PR #132, opened 2022-10-27
Handle uncompressed layers nicely

kzys:
For uncompressed layers, images.DiffCompression() returns "unknown" but buildSociLayer() was only telling it wasn't gzip.

*Issue #, if available:*

*Description of changes:*

*Testing performed:*

### DIFF
--- a/soci/soci_index_test.go
+++ b/soci/soci_index_test.go
@@ -20,8 +20,10 @@ import (
 	"bytes"
 	"context"
 	"encoding/json"
+	"errors"
 	"testing"
 
+	"github.com/containerd/containerd/images"
 	"github.com/google/go-cmp/cmp"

****************

» **Problem requirements**
Gather each line of the records holding the string "uncompressed".

» **Exercise solution**
Handle uncompressed layers nicely
For uncompressed layers, images.DiffCompression() returns "unknown" but buildSociLayer() was only telling it wasn't gzip.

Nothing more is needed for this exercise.